Eisenach is only 10 kilometers from the old border with East Germany. (It was in East Germany.) Everywhere we drove was in East Germany. It was strange to drive there knowing the history and how the wall came down in our adulthoods.
The hotel is not great, but adequate. We did not have to drive, thank heavens, for food, as a Greek restaurant is attached to the hotel. Mark had some traditional Greek food and Barbara had a Greek salad.
But - what a surprise! We are staying in a CASTLE! Fabian, the manager, showed us to the room we were supposed to have where we'd have to share the bathroom. For 30 Euros extra, he offered us a luxurious room in the main part of the castle with a beautiful bathroom. We did not hesitate. We have a terrific view as the castle is perched high on a hill. We overlook Lake Madine, but it is hard to see as it is a bit murky and foggy.
The first castle here was built in 859 for the bishop of Verdun. It was destroyed on the orders of Cardinal Richelieu in the early 17th century. It was destroyed again in the Thirty Years War by the Swedes. And, it was destroyed again by the Americans and the French when it was retaken from the Germans in World War I. It was rebuilt by an American, Belle Skinner. She never saw the finished renovations because she died of pneumonia first. It was a convent from 1930-1970. It is now owned by a Danish couple. They are continuing to renovate it and add new rooms every so often. Fabian and Sophie are the managers and have been here for the 10 years that it has been run as either a Chambres des Hotes or a hotel as it is now.
We explored some of the less visited World War One sights. We toured Verdun in the early 80s and saw the big sites. Our host pointed us to some different ones.
We started at Montsec which has a huge monument to the American war effort situated on a high hill. It was held by the Germans during the bulk of the war. In 1918, it became one of the first offenses of the Americans who took the hill in a few days. We were the only tourists there. The memorial is beautiful and includes a relief map of the battle and the surrounding area.
It was all part of the Salient of Saint-Mihiel. (A salient, also known as bulge, is a battlefield feature that projects into enemy territory. The salient is surrounded by the enemy on multiple sides)
The battle was fought from September 12-15th and was the first major battle fought by the American forces under the command of General John J Pershing. It was a battle in which the air force played an important role with over 1,000 planes participating. Artillery also played a major role in taking the hill.

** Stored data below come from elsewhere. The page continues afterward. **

PR #29993, opened 2024-06-13
p2p:add isInbound infor in log debug

huyngopt1994:
We wanna track isInbound infor in logging for easily troubleshooting peering quality.


fjl:
The inbound-ness of the peer is already tracked in the `conn` field of the log message

PR #29995, opened 2024-06-14
core/state/snapshot: tiny fixes

rjl493456442:
This pull request improves and fixes some tiny issues:

---

Originally, the first account range after an interruption was limited to a single account. The rationale was that mutations might occur at the interruption point, making it more likely to detect inconsistencies. However, since mutations can occur anywhere, this special handling was unnecessary and overly complex. Therefore, it has been removed in this pull request.

---

Besides, this pull request also fixes a tiny issue, by releasing the clean cache if the whole snapshot is disabled, preventing memory leak.


holiman (approved):
I believe these changes are fine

From there we drove to Saint Baussant to try to find some old trenches. We drove down a single car lane and did not find it and turned around, thinking we were in the wrong place as there were no signs at all. But, then we decided to try
again and this time we passed two walkers and we asked them in the German trenches were nearby. They told us to keep driving and we found them. They are barely marked and not kept up.
They are getting grown over which makes them, to us, even more poignant. The site is green and woodsy and the birds were singing. When we got to the trench, we found that the Germans called it the Trench of Birds. Again, it was sobering to think of the hellhole that the trenches were.
From there we drove to Vigneulles les-Hattonchatel where there is a grocery store. We got some bread and pate and came back to the castle and ate in a room at the bottom of a tower. Unfortunately, it is not good enough weather to sit outside. Maybe tomorrow morning.